### EXERCISE INSTRUCTIONS
Transcribe the records below exactly.
<<<<
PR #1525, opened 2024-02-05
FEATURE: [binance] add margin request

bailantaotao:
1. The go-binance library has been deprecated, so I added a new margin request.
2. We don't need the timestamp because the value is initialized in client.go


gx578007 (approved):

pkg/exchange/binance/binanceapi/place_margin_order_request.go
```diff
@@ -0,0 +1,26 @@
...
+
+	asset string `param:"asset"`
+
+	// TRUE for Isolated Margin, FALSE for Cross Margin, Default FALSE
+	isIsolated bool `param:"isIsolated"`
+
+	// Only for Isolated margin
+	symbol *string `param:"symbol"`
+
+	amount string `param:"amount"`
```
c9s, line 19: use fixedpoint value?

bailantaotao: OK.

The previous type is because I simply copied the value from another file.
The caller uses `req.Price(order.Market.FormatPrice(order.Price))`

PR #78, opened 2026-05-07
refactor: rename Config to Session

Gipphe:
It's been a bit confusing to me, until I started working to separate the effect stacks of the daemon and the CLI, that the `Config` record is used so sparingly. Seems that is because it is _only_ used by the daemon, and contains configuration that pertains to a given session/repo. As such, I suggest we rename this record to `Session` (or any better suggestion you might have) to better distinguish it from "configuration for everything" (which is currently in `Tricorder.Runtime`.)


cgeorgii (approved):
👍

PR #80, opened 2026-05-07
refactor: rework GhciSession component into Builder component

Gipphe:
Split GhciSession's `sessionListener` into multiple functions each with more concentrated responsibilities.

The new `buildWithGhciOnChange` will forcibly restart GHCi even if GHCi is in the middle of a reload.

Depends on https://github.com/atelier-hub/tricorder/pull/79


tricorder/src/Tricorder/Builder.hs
>>>>
### REPLY
PR #1525, opened 2024-02-05
FEATURE: [binance] add margin request

bailantaotao:
1. The go-binance library has been deprecated, so I added a new margin request.
2. We don't need the timestamp because the value is initialized in client.go


gx578007 (approved):

pkg/exchange/binance/binanceapi/place_margin_order_request.go
```diff
@@ -0,0 +1,26 @@
...
+
+	asset string `param:"asset"`
+
+	// TRUE for Isolated Margin, FALSE for Cross Margin, Default FALSE
+	isIsolated bool `param:"isIsolated"`
+
+	// Only for Isolated margin
+	symbol *string `param:"symbol"`
+
+	amount string `param:"amount"`
```
c9s, line 19: use fixedpoint value?

bailantaotao: OK.

The previous type is because I simply copied the value from another file.
The caller uses `req.Price(order.Market.FormatPrice(order.Price))`

PR #78, opened 2026-05-07
refactor: rename Config to Session

Gipphe:
It's been a bit confusing to me, until I started working to separate the effect stacks of the daemon and the CLI, that the `Config` record is used so sparingly. Seems that is because it is _only_ used by the daemon, and contains configuration that pertains to a given session/repo. As such, I suggest we rename this record to `Session` (or any better suggestion you might have) to better distinguish it from "configuration for everything" (which is currently in `Tricorder.Runtime`.)


cgeorgii (approved):
👍

PR #80, opened 2026-05-07
refactor: rework GhciSession component into Builder component

Gipphe:
Split GhciSession's `sessionListener` into multiple functions each with more concentrated responsibilities.

The new `buildWithGhciOnChange` will forcibly restart GHCi even if GHCi is in the middle of a reload.

Depends on https://github.com/atelier-hub/tricorder/pull/79


tricorder/src/Tricorder/Builder.hs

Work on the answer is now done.